_What is being asked_
The answer must be an exact reproduction of the lines from the start of the records below through the line containing "This is an alternative", and nothing more.

_Extracted information_

PR #2766, opened 2025-04-11
rough in of tracking things that are defaults and normalizations

shawkins:
closes: #2249

This is an alternative to fleshing out the approach in #2749

Here the desired state and the state returned from kubernetes is used to determine what values have been normalized and defaulted. It's stored in a cache on the SSA matcher - that cache will need to be size / time bound, but that has not been added yet.

We can use that information in a couple of ways.

The first roughed in here is to try and augment our matches decision making - if it looks like the same desired state was requested, and the actual contains all the overriden values, then we can assume that things still match. To cut down on the memory footprint this is based upon a hash of the desired state, rather than the full desired state.

Another, simpler and potentially safer approach, would be to just use this cache to determine if the previous annotation should be used.

Finally rather than caching or trying to use this in some novel way, we could at least log that what is happening and make it clear what will happen if use of the previous annotation is enabled.

WDYT @xstefank @csviri @metacosm

### DIFF
--- a/operator-framework-core/src/main/java/io/javaoperatorsdk/operator/processing/dependent/kubernetes/SSABasedGenericKubernetesResourceMatcher.java
+++ b/operator-framework-core/src/main/java/io/javaoperatorsdk/operator/processing/dependent/kubernetes/SSABasedGenericKubernetesResourceMatcher.java
@@ -4,6 +4,7 @@ import java.util.AbstractMap;
 import java.util.ArrayList;
 import java.util.Collections;
 import java.util.HashMap;
+import java.util.Iterator;
 import java.util.LinkedHashMap;
 import java.util.List;
 import java.util.Map;
@@ -27,6 +28,7 @@ import io.fabric8.kubernetes.client.utils.KubernetesSerialization;
 import io.javaoperatorsdk.operator.OperatorException;
 import io.javaoperatorsdk.operator.api.reconciler.Context;
 import io.javaoperatorsdk.operator.processing.LoggingUtils;
+import io.javaoperatorsdk.operator.processing.event.ResourceID;
 
 import com.github.difflib.DiffUtils;
 import com.github.difflib.UnifiedDiffUtils;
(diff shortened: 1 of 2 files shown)


operator-framework-core/src/main/java/io/javaoperatorsdk/operator/processing/dependent/kubernetes/SSABasedGenericKubernetesResourceMatcher.java
```diff
@@ -79,16 +87,134 @@ public static <L extends HasMetadata> SSABasedGenericKubernetesResourceMatcher<L
...
   public boolean matches(R actual, R desired, Context<?> context) {
+    SSAState state = getSSAState(actual, desired, context);
+    
+    if (state == null) {
+      return false;
+    }
+    
+    SSAState overrides = defaultsAndNormalizations.get(new CacheKey(ResourceID.fromResource(actual), desired.hashCode()));
+    if (overrides != null) {
+      // if containsAll(overrides.desired, state.desired) && containsAll(overrides.actual, state.actual)
```
csviri, line 186: I assume here goes `return true`?

csviri: If it is true might not always mean match or?

csviri:
Not sure if I follow all the details, especially the missing ones. 
But generally the idea that record the transformation based on response  makes sense to me. 

Wonder if this would not require optimistic locking to be absolutely correct, is when we apply a desired state that is based  on "actual" from the cache, but let say this cache is stale, than we calculate the state based on outdated values (since it is based on response from the server) , or?

csviri:
@shawkins maybe we could also take a look together on our community meeting.

shawkins:
> But generally the idea that record the transformation based on response is great.
> 
> Wonder if this would not require optimistic locking to be absolutely correct, is when we apply a desired state that is based on "actual" from the cache, but let say this cache is stale, than we calculate the state based on outdated values (since it is based on response from the server) , or?

You're talking specifically here about the changes in SSA matching were we try to determine if we can skip the event correct?

The other two potential usages, wouldn't have any locking concerns:

- just log at a high level when we detect that looping could occur - this could even just reuse the debug logging that's already in the SSA matcher.

- avoid using the previous annotation.

For the SSA matching logic I can't quite see a locking concern either - maybe you assumed that we were skipping the rest of the matching logic because I didn't flesh things out fully.

> (so theoretically another manager/controller could have added a field that is now considered as default, I think defaults do not show up in managed fields, maybe also we should check if the defaults are not in managed fields or other managers? - not sure just thinking out loud)

I can confirm inconsistent behavior wrt defaults - at least for my latest keycloak issue along these lines, the default for a feildRef apiVersion ends up looking like it is managed by the operator even when it is not specified.

If the field is owned by another manager, then it will get pruned as expected. 

As you are getting if there were some case where a non-managed default could be added later (not by the operator create / update), then yes that would not be understood by this additional logic - it would have to be covered instead by the SSA matche's built-in logic.

PR #2774, opened 2025-04-28
improve: blocklist of problematic resources for previous version annotation

csviri:

### DIFF
--- a/operator-framework-core/src/main/java/io/javaoperatorsdk/operator/api/config/ConfigurationService.java
+++ b/operator-framework-core/src/main/java/io/javaoperatorsdk/operator/api/config/ConfigurationService.java
@@ -474,8 +474,7 @@ public interface ConfigurationService {
    *
    * @return a Set of resource classes where the previous version annotation won't be used.
    */
-  default Set<Class<? extends HasMetadata>>
-      previousAnnotationForDependentResourcesEventFilteringBlocklist() {
+  default Set<Class<? extends HasMetadata>> withPreviousAnnotationForDependentResourcesBlocklist() {
     return Set.of(Deployment.class, StatefulSet.class);
   }
 
--- a/operator-framework-core/src/main/java/io/javaoperatorsdk/operator/api/config/ConfigurationService.java
+++ b/operator-framework-core/src/main/java/io/javaoperatorsdk/operator/api/config/ConfigurationService.java
@@ -1,7 +1,6 @@
 package io.javaoperatorsdk.operator.api.config;
 
 import java.time.Duration;
-import java.util.List;
 import java.util.Optional;
 import java.util.Set;
 import java.util.concurrent.ExecutorService;
@@ -464,10 +463,14 @@ public interface ConfigurationService {
    * resources. Note that if you are sure that the matcher works (most of the cases does) for your
    * case, you can remove the resource from the blocklist.
    *
+   * <p>The consequence of adding a resource type to this list is that it will not use event
+   * filtering in dependent resources, so will process also events which are results from updates of
+   * the dependent.
+   *
    * @return blocklist of resource classes where the previous version annotation won't be used.
    */
-  default List<Class<? extends HasMetadata>> previousAnnotationUsageBlocklist() {
-    return List.of(Deployment.class, StatefulSet.class);
+  default Set<Class<? extends HasMetadata>> previousAnnotationUsageBlocklist() {
+    return Set.of(Deployment.class, StatefulSet.class);
   }
 
   /**
--- a/operator-framework-core/src/main/java/io/javaoperatorsdk/operator/api/config/ConfigurationService.java
+++ b/operator-framework-core/src/main/java/io/javaoperatorsdk/operator/api/config/ConfigurationService.java
@@ -14,7 +14,6 @@ import org.slf4j.LoggerFactory;
 import io.fabric8.kubernetes.api.model.ConfigMap;
 import io.fabric8.kubernetes.api.model.HasMetadata;
 import io.fabric8.kubernetes.api.model.Secret;
-import io.fabric8.kubernetes.api.model.apps.DaemonSet;
 import io.fabric8.kubernetes.api.model.apps.Deployment;
 import io.fabric8.kubernetes.api.model.apps.StatefulSet;
 import io.fabric8.kubernetes.client.Config;
@@ -468,7 +467,7 @@ public interface ConfigurationService {
    * @return blocklist of resource classes where the previous version annotation won't be used.
    */
   default List<Class<? extends HasMetadata>> previousAnnotationUsageBlocklist() {
-    return List.of(Deployment.class, StatefulSet.class, DaemonSet.class);
+    return List.of(Deployment.class, StatefulSet.class);
   }
 
   /**
--- a/operator-framework-core/src/main/java/io/javaoperatorsdk/operator/api/config/ConfigurationService.java
+++ b/operator-framework-core/src/main/java/io/javaoperatorsdk/operator/api/config/ConfigurationService.java
@@ -474,7 +474,8 @@ public interface ConfigurationService {
    *
    * @return a Set of resource classes where the previous version annotation won't be used.
    */
-  default Set<Class<? extends HasMetadata>> previousAnnotationUsageBlocklist() {
+  default Set<Class<? extends HasMetadata>>
+      previousAnnotationForDependentResourcesEventFilteringBlocklist() {
     return Set.of(Deployment.class, StatefulSet.class);
   }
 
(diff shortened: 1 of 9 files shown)


operator-framework-core/src/main/java/io/javaoperatorsdk/operator/api/config/ConfigurationService.java
```diff
@@ -448,6 +452,10 @@ default boolean previousAnnotationForDependentResourcesEventFiltering() {
     return true;
   }
 
+  default List<Class<? extends HasMetadata>> previousAnnotationUsageBlacklist() {
+    return List.of(Deployment.class, StatefulSet.class, ReplicaSet.class);
```
csviri, line 456: @shawkins do I remember correctly these are the ones you had issues with? thx!

shawkins: Deployment and StatefulSet I believe are the ones we encounted problems with before. DaemonSet may need to be included as well.

csviri: thank you!

csviri: just for the record a I did not add DaemonSet since was not able to reproduce the behavior regarding generation increase with it.

csviri:
related issues:
https://github.com/operator-framework/java-operator-sdk/issues/2509
https://github.com/operator-framework/java-operator-sdk/issues/2553

operator-framework-core/src/main/java/io/javaoperatorsdk/operator/api/config/ConfigurationService.java
```diff
@@ -448,6 +451,25 @@ default boolean previousAnnotationForDependentResourcesEventFiltering() {
...
+   * correctly with the resource matcher yet again results in an update and a previous version
+   * annotation change, thus results in an infinite loop.
+   *
+   * <p>As a workaround, we automatically skip adding previous annotation for those well-known
+   * resources. Note that if you are sure that the matcher works (most of the cases does) for your
+   * case, you can remove the resource from the blocklist.
+   *
+   * @return blocklist of resource classes where the previous version annotation won't be used.
+   */
+  default List<Class<? extends HasMetadata>> previousAnnotationUsageBlocklist() {
```
xstefank, line 469: I would suggest also documenting the default implementation in the javadoc.

csviri: Not sure that is needed / that helpful since users can just open the code and see the defaults.

metacosm: What would make more sense, though, is to explain what is the consequence for a resource type to be in the block list because this isn't clear at all and people might be hesitant adding a resource to the block list without more details of what happens when they do.

operator-framework-core/src/main/java/io/javaoperatorsdk/operator/api/config/ConfigurationService.java
```diff
@@ -448,6 +451,25 @@ default boolean previousAnnotationForDependentResourcesEventFiltering() {
...
+    return List.of(Deployment.class, StatefulSet.class);
```
metacosm, line 470: Another aspect is whether or not these 2 classes should *always* be added to the block list regardless of what the user might set this list to (i.e. what is returned by this method should be added to the default list, not replace it completely).

operator-framework-core/src/main/java/io/javaoperatorsdk/operator/api/config/ConfigurationService.java
metacosm: Also, this should probably be a set rather than a list as the order is meaningless whereas we only want one instance of a given resource type in this collection.

operator-framework-core/src/main/java/io/javaoperatorsdk/operator/api/config/ConfigurationServiceOverrider.java
```diff
@@ -188,6 +190,12 @@ public ConfigurationServiceOverrider withCloneSecondaryResourcesWhenGettingFromC
     return this;
   }
 
+  public ConfigurationServiceOverrider previousAnnotationUsageBlocklist(
+      List<Class<? extends HasMetadata>> previousAnnotationUsageBlacklist) {
+    this.previousAnnotationUsageBlocklist = previousAnnotationUsageBlacklist;
```
metacosm, line 195: See the previous comment on how this should probably be adding to the default set rather than completely replace it.

operator-framework/src/test/java/io/javaoperatorsdk/operator/dependent/prevblocklist/DeploymentDependent.java
```diff
@@ -0,0 +1,95 @@
...
+                                                .withLimits(Map.of("cpu", new Quantity("2000m")))
+                                                .build())
+                                        .build())
+                                .build())
+                        .build())
+                .build())
+        .build();
+  }
+
+  // for testing purposes replicating the matching logic but with the special matcher
```
metacosm, line 69: This should use the configuration option from #2760 instead.

metacosm (changes requested):

operator-framework-core/src/main/java/io/javaoperatorsdk/operator/api/config/ConfigurationService.java
csviri: Those should not be always added, if the user is sure that the matcher is right those can be removed.

operator-framework-core/src/main/java/io/javaoperatorsdk/operator/api/config/ConfigurationServiceOverrider.java
csviri: Responded above.

operator-framework/src/test/java/io/javaoperatorsdk/operator/dependent/prevblocklist/DeploymentDependent.java
csviri: If that is merged, can change it (might be a new PR). thx!

operator-framework-core/src/main/java/io/javaoperatorsdk/operator/api/config/ConfigurationService.java
csviri: Explained the consequence and changed it to set, thank you!

operator-framework/src/test/java/io/javaoperatorsdk/operator/dependent/prevblocklist/PrevAnnotationBlockReconcilerIT.java
```diff
@@ -0,0 +1,50 @@
...
+class PrevAnnotationBlockReconcilerIT {
+
+  public static final String TEST_1 = "test1";
+
+  @RegisterExtension
+  LocallyRunOperatorExtension extension =
+      LocallyRunOperatorExtension.builder()
+          // Removing resource from blocklist List would result in test failure
+          //          .withConfigurationService(
+          //              o -> o.previousAnnotationUsageBlocklist(Collections.emptyList()))
```
xstefank, line 24: Should this be a new test then?

xstefank (approved):

operator-framework/src/test/java/io/javaoperatorsdk/operator/dependent/prevblocklist/PrevAnnotationBlockReconcilerIT.java
csviri: Yes, it could be an additional test, I did not add that since I did not find it important to show that something is not working.

csviri:
@metacosm are there any other concerns or we can merge this?

operator-framework-core/src/main/java/io/javaoperatorsdk/operator/api/config/ConfigurationService.java
metacosm: Not sure I understand. From what I understand, Deployment and StatefulSet are always problematic for the matcher, no?

csviri: No, only if it uses fields that are normalized later by the API, (and maybe if some defaults filled in, not sure about that)

operator-framework-core/src/main/java/io/javaoperatorsdk/operator/api/config/ConfigurationService.java
```diff
@@ -474,7 +474,8 @@ default boolean previousAnnotationForDependentResourcesEventFiltering() {
    *
    * @return a Set of resource classes where the previous version annotation won't be used.
    */
-  default Set<Class<? extends HasMetadata>> previousAnnotationUsageBlocklist() {
+  default Set<Class<? extends HasMetadata>>
+      previousAnnotationForDependentResourcesEventFilteringBlocklist() {
```
csviri, line 478: I think this is fine to have also with shorter form and keep it consistent. (withPreviousAnnotationForDependentResourcesBlocklist)

metacosm (approved):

_Written answer_
PR #2766, opened 2025-04-11
rough in of tracking things that are defaults and normalizations

shawkins:
closes: #2249

This is an alternative to fleshing out the approach in #2749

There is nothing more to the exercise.